I would like to upload some heavy datasets (more than 1 Tb, for instance RedPajama-V1) to the super computer Jean-Zay (France). For security reasons, the only way I found was to upload and save it piece by piece on my own professional computer and then upload the pieces one after the other to Jean-Zay, then deleting the arrow tables to free disk space on my computer, and restarting the program to download the next pieces of the dataset. The saved pieces of dataset are the arrow tables, but in practice I used the batch method as a proxy, like this :
for batch in tqdm(dataset_stream):
Dataset.from_dict(batch).save_to_disk(saving_path)
`
This is not easy. It crashes times to times for various reasons, including connection cut. The best would be to have a method to download the arrow tables by requesting their index. Because it seems that after the program crashes, that I can’t restart the stream from the middle of an IterableDataset, but instead only from the beginning, which is unsuitable. Of course downloading the whole dataset of several terrabytes at once is not possible on my personal computer.

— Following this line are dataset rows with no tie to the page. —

PR #4493, opened 2024-05-20
Security scans: Increase in payload size limit from 500MB to 1GB

laileni-aws:
## Types of changes
- **Security scans:** Increase in payload size limit from 500MB to 1GB.

## Checklist
 
## License


plugins/toolkit/jetbrains-core/src/software/aws/toolkits/jetbrains/services/codewhisperer/codescan/sessionconfig/CodeScanSessionConfig.kt
```diff
@@ -79,7 +79,7 @@ class CodeScanSessionConfig(
         }
 
         // Fail fast if the selected file size is greater than the payload limit.
-        if (selectedFile != null && selectedFile.length > getPayloadLimitInBytes()) {
+        if ((selectedFile != null && selectedFile.length > getPayloadLimitInBytes()) || (getProjectPayloadMetadata().payloadSize > getPayloadLimitInBytes())) {
```
ashishrp-aws, line 82: We can't throw this here. It will never pass because we truncate the payload in `getProjectPayloadMetadata`. Instead of truncation, let's break project payload metadata and throw error there.

laileni-aws: I can revert this commit and do this in separate PR as this is not just adding a check.
We need to revert entire code with `isProjectTruncated`.

ctlai95 (approved):

ashishrp-aws (approved):

PR #889, opened 2019-01-13
Added a basic nodejs express server

beatfactor:
Added `Source/Navigation/Web.NodeJS` basic express server to be used by individual React based bounded contexts, primarily for testing and front-end development with a mocked backend.

### DIFF
--- a/Source/Navigation/Web.NodeJS/.eslintignore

Do you have any suggestion of how to efficiently deal with big data with HuggingFace datasets.Dataset objects ?
You can resume an IterableDataset using .state_dict() and .load_state_dict()
RedPajama is a bit particular because it’s based on a python script to load and parse the data, and this script can be read by datasets but not by other data tools. It’s a legacy way of sharing datasets and is discouraged, it would be cool to have this dataset in a standard data format instead.